えぇと…時差は…向こうはまだ朝か。…良いや、掛けちゃえ。「Time won't Wait」よね。

 

「………あ、モーニン。私、アイコ•サトウ。久しぶり。半年振りかな。」

『やあ、アイコ。モーニン…ってそっちはもう夕方か』

「うん。朝からゴメンね。それでね?いきなりなんだけど…聞きたい事があって」

『アイコの聞きたい事なんて…何だい?君はかなりの情報通だからね。僕に答えられる事があるかな』

 

…謙遜したいけど、欧米人相手に謙遜すると逆に失礼だからね。

 

「ありがと。えーと…今、ロンドンで話題の女性ギタ…」

『ヒトリか!そうか、ヒトリの取材か!それなら納得だ。もうすぐ日本に帰ってしまうらしいが、皆して何とか引き留めようとしてるんだけど…本人の意思が堅いらしくてね。アイコも勿論知ってるだろ?「あのギター」を渡した彼。アイツが率先して国に掛け合うって。ヒトリをイギリス人にしちまおうって。イクヨも一緒に。なんたってメアリの…』

「ま、待って待って!」

 

被せ気味に答えてくれたと思ったら、怒涛のコメント。…これは、噂以上の話が出てくるわね。

 

「ねえ、その話、一通り文書で貰えないかな。勿論報酬は出すわ。そして、その話をこちらの雑誌で掲載する許可を欲しいの」

『…ああ、良いだろう。その代わり、アイコの書いた記事もこちらで転載させてくれ。それが条件だ。そうすれば、報酬はチャラだ』

「ええ、願ってもないわ。それじゃ、ファックスでお願い。番号は…」

ストレイビートのファックス番号を伝える。…凄くドキドキして来たな。

 

「…でも、ヒトリ•ゴトウは凄く愛されてるのね」

『当たり前だよ!あれだけキュートで、しかもギターを構えると神掛かったプレイをする。愛されない訳が無い!そしてイクヨだ。彼女も、あれだけ可愛らしい見た目で、聴かずにはいられない歌を紡ぐ。あの「ナイト・メア」が惚れ込んだだけあるよ!とにかく、二人は素晴らしいんだ!』

「わ、わかった!わかったから!これ以上時間を取らせちゃ悪いから、後はファックスでね。ありがとう。有意義な事が聞けたわ」

『まだまだ全然言い足りないんだが…解った。思いの丈を紙にブツケてやるよ。覚悟してくれ、アイコ』

 

 

電話を切る。

ふぅ…思った以上の事になりそうね。

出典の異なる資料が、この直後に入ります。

Issue #2170, opened 2023-07-26
Rename GovSquareSizeUpperBound


rootulp:
LGTM.

Do we also want to rename it here https://github.com/celestiaorg/celestia-app/blob/3fc2fed84de759d3b82d80deff5df7f7ad7665b5/app/square_size.go#L10

_Originally posted by @cmwaters in https://github.com/celestiaorg/celestia-app/pull/2150#pullrequestreview-1547059659_

rootulp:
We should audit all the variable and function names pertaining to square size and rename them to avoid confusing the two variables.

gaurav-11018:
@rootulp  i am working on this.
small clarification renaming should be done on only in this file :[celestia-app/app/square_size.go](https://github.com/celestiaorg/celestia-app/blob/3fc2fed84de759d3b82d80deff5df7f7ad7665b5/app/square_size.go#L10)

gaurav-11018:
after reading the docs i feel `GetGovernanceMaxSquareSize ` is more descriptive . what say @rootulp ?

rootulp:
IMO we should rename `GovSquareSizeUpperBound` => `GetMaxSquareSize`. It shouldn't use the word "gov" because this function doesn't strictly depend on the governance parameters. It shouldn't use the term `UpperBound` because the upper bound is one constant that influences the max square size.

rootulp:
@gaurav-11018 I'm thinking something like https://github.com/celestiaorg/celestia-app/pull/2173

rootulp:
Closing this as won't do. As confusing as it sounds, there are two parameters:
1. `GovMaxSquareSize`
2. `SquareSizeUpperBound`

And the current function name `GovSquareSizeUpperBound` (even though it is word soup) determines the max of those two parameters and returns it.

PR #2173, opened 2023-07-26
chore!: rename GovSquareSizeUpperBound

rootulp:
Closes https://github.com/celestiaorg/celestia-app/issues/2170

### DIFF
--- a/app/square_size.go
+++ b/app/square_size.go
@@ -5,9 +5,9 @@ import (
 	sdk "github.com/cosmos/cosmos-sdk/types"
 )
 
-// GovSquareSizeUpperBound returns the maximum square size that can be used for a block
-// using the governance parameter blob.GovMaxSquareSize.
-func (app *App) GovSquareSizeUpperBound(ctx sdk.Context) int {
+// GetMaxSquareSize returns the maximum square size that can be used for a
+// block.
+func (app *App) GetMaxSquareSize(ctx sdk.Context) int {
 	// TODO: fix hack that forces the max square size for the first height to
 	// 64. This is due to our fork of the sdk not initializing state before
 	// BeginBlock of the first block. This is remedied in versions of the sdk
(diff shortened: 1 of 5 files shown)


app/square_size.go
```diff
@@ -18,11 +18,15 @@ func (app *App) GovSquareSizeUpperBound(ctx sdk.Context) int {
...
+
+	return min(govMax, upperBound)
+}
 
-	return gmax
+func min(a, b int) int {
+	if a < b {
+		return a
+	}
+	return b
```
rootulp, line 31: [note for reviewers] can delete this in https://tip.golang.org/doc/go1.21

cmwaters (approved):

app/square_size.go
```diff
@@ -5,9 +5,9 @@ import (
 	sdk "github.com/cosmos/cosmos-sdk/types"
 )
 
-// GovSquareSizeUpperBound returns the maximum square size that can be used for a block
-// using the governance parameter blob.GovMaxSquareSize.
-func (app *App) GovSquareSizeUpperBound(ctx sdk.Context) int {
+// GetMaxSquareSize returns the maximum square size that can be used for a
+// block.
+func (app *App) GetMaxSquareSize(ctx sdk.Context) int {
```
evan-forbes, line 10: [discussion]
I forget what was the agreed upon scheme for naming. Per this PR, the term Max square size is now referring to current state of the largest square for a given height, which I believe differs from how this  was used in past (or at least how I've used this term in the past). 

That's not to say that this is a bad change! just a departure

evan-forbes: ref https://github.com/celestiaorg/celestia-app/blob/main/docs/architecture/adr-021-restricted-block-size.md#decision

rootulp: Instead of trying to come up with a unique third name, I briefly explored what it would be like if `MaxSquareSize` actually acted as an upper bound for `GovMaxSquareSize` so that we could use `GovMaxSquareSize` throughout the app as the real max square size. 

See https://github.com/celestiaorg/celestia-app/issues/2185

It turns out we can't do that because the function signature of parameter validation functions 😑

彼があれだけアツくなるの、初めて聞いたわ。

 

よし、よしよし。

良い記事が書けそう。

 

まずは…山田リョウね。

さて、待ち合わせ場所に向かわなくちゃ。

 

ーーーーーーーーーー

 

下北沢駅に程近い、一軒の喫茶店。

前に、楽曲提供の際のトラブルの時、山田リョウに謝罪をする為に訪れた場所。

あの時は…私、余り関係無かったんだけど…まあ、事務所のバイトだしね。あと、私も背中を押したようなモンだし。

 

 

店の前まで来ると、ガラス窓の際の4人掛けテーブルに座っている山田リョウが見えた。

相変わらず絵になる子ね。

片肘を付き、アンニュイな表情でスマホを眺めている。

外を通り過ぎる男性が…いや、女性も、チラリとそれを見遣っている。

最初に見た時から、かなり伸びた青髪。以前はもうちょいサイケなデザインの服を着てた筈だけど…最近はシックな感じで纒めているらしい。

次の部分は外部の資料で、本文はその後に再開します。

Issue #2156, opened 2023-07-24
What happens to transactions that contain a blobs that are too large?


rootulp:
## Context

https://github.com/celestiaorg/celestia-app/issues/2108

## Problem

Consensus nodes may not reject transactions that contain a blob that is too large to fit in a block. As a result, the transaction may sit in the mempool until it eventually expires (depends on mepool config).

## Proposal

Explore if the mempool will reject PFB transactions that contain a blob that will not fit in the maximum data square. If it doesn't, consider:

### Option A 

Add a stateless check to `ValidateBasic` on a transaction that verifies that the blob size is <= the maximum blob size.  Compute the maximum blob size based on the upper bound values for max square size and max block bytes.

### Option B
 
Decrease `max_tx_bytes` in the mempool config to the size of a tx that contains the largest blob that can fit in the largest data square.

### Option C

Add a stateful check via blob ante handler that verifies that the blob size is <= the maximum blob size. Compute the maximum blob size based on the governance parameters for max square size.

### Option D

Introduce a new versioned constant that acts as a max supported blob size.
- Pros: Since this is a versioned constant, a user can know prior to submitting their blob if it is valid. They don’t need to query the current chain state to determine if their constructed blob is valid.
- Cons: One additional parameter that needs to be re-evaluated when other square parameters are modified.

rootulp:
Since there isn't a versioned constant for the maximum supported blob size, it must be computed based on a number of other parameters (see https://github.com/celestiaorg/celestia-app/issues/2108). Since these parameters require access to the state, option A must be a stateful check.

rootulp:
I started working on validating that blobs are < max blob size in https://github.com/rootulp/celestia-app/tree/rp/improve-too-big-blob which is based on top of #2187

evan-forbes:
Option A makes a lot of sense, since this will get hit before even submitting a blob. Do we also have an option C (no mutually exclusive to A!), where we add an ante handler that checks the the size of the blob using the stateful parameters? This will get hit upon submitting a blobtx and when we are gossiping blobs

PR #2187, opened 2023-07-30
test: blob sizes that are too large

rootulp:
Part of https://github.com/celestiaorg/celestia-app/issues/2156

### DIFF
--- a/app/test/check_tx_test.go
+++ b/app/test/check_tx_test.go
@@ -24,7 +24,7 @@ func TestCheckTx(t *testing.T) {
 	encCfg := encoding.MakeConfig(app.ModuleEncodingRegisters...)
 	ns1 := appns.MustNewV0(bytes.Repeat([]byte{1}, appns.NamespaceVersionZeroIDSize))
 
-	accs := []string{"a", "b", "c", "d", "e", "f"}
+	accs := []string{"a", "b", "c", "d", "e", "f", "g", "h", "i", "j"}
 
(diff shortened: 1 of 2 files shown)


app/test/check_tx_test.go
```diff
@@ -107,6 +107,54 @@ func TestCheckTx(t *testing.T) {
...
+			checkType: abci.CheckTxType_New,
+			getTx: func() []byte {
+				tx := blobfactory.RandBlobTxsWithAccounts(encCfg.TxConfig.TxEncoder(), tmrand.NewRand(), kr, nil, 10_000_000, 1, false, testutil.ChainID, accs[8:9])[0]
+				return tx
+			},
+			// TODO: consider modifying CheckTx to return an error for this case
+			// so that consensus nodes do not propagate blobs that are too
+			// large.
+			expectedABCICode: abci.CodeTypeOK,
+		},
```
cmwaters, line 157: I think Tendermint catches this case i.e. an inbound transaction won't even reach checkTx because it's too large

cmwaters (approved):
It might be better to use a constant and test around that constant

rootulp:
> It might be better to use a constant and test around that constant

I thought about introducing a constant for the max blob size b/c currently one isn't enforced but I think that requires further discussion.

Since the largest supported blob size isn't a constant now, it has to be calculated based on a few other parameters (max square size, max block bytes) which requires access to state.

evan-forbes (approved):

流石に今日は伊地知さんは一緒じゃ無いのね。…そう言えば、都さんが「会いに来る」って言ってたか。

 

カウベルを鳴らしながら店内へ。

その音に気付いたか、山田リョウはこちらを向いて軽く手を挙げる。

…いちいち絵になる子ね。

 

「こんにちは。…あれ?何も頼んで無いの?」

「うん。飲み物だけ頼んで、その後食事にでも行かない?」

「…解った。そっちも奢るわよ」

テーブルの下で小さくガッツポーズしてる。…見えてるわよ。もしかして、まだ金欠なの?

 

お互いコーヒーを頼んで軽く雑談。自身の近況とか伊地知さんの事とか。…この子、本当に伊地知さんの事、好きね。何で自分以外の人間のスケジュール、分単位で把握してるの!?

 

良い時間になったので、場所を移る。…居酒屋で良いかな。人間、お酒が入ると本音が出て来るし。

 

 

いつもバンドの打ち上げで使っているという居酒屋。ああ、ここね。確かにリーズナブルで料理も美味しい所。

 

お互いのグラスをぶつけ合う。

「乾杯。それじゃ、色々聞かせて貰うわ。まず…」

「ちょっと待って。その前に、まずこれ聴いて」

質問しようとして止められる。…何、イヤフォン?何を聴けって?…

怪訝そうな顔をしたのが判ったのか、「まあ良いから」とイヤフォンを差し出して来る。

それを受け取ると、本人がニヤリ。

「まず、ソレを聴いて貰うのが手っ取り早い。…最新のぼっちの達の、音」

え!?ギ、ギターヒーローさんの!?願ってもない!

すかさずイヤフォンを耳に挿す。それを待ち構えていたように、スマホをタップ。

 

「ポチッとな」

 

あ…始ま………!え!うゎ!ちょ、ちょっと!これ…!これが…「今のギターヒーロー」!

流れるような演奏は以前のまま、より表現が深く…鋭く…激しく…そして、優しく…なって!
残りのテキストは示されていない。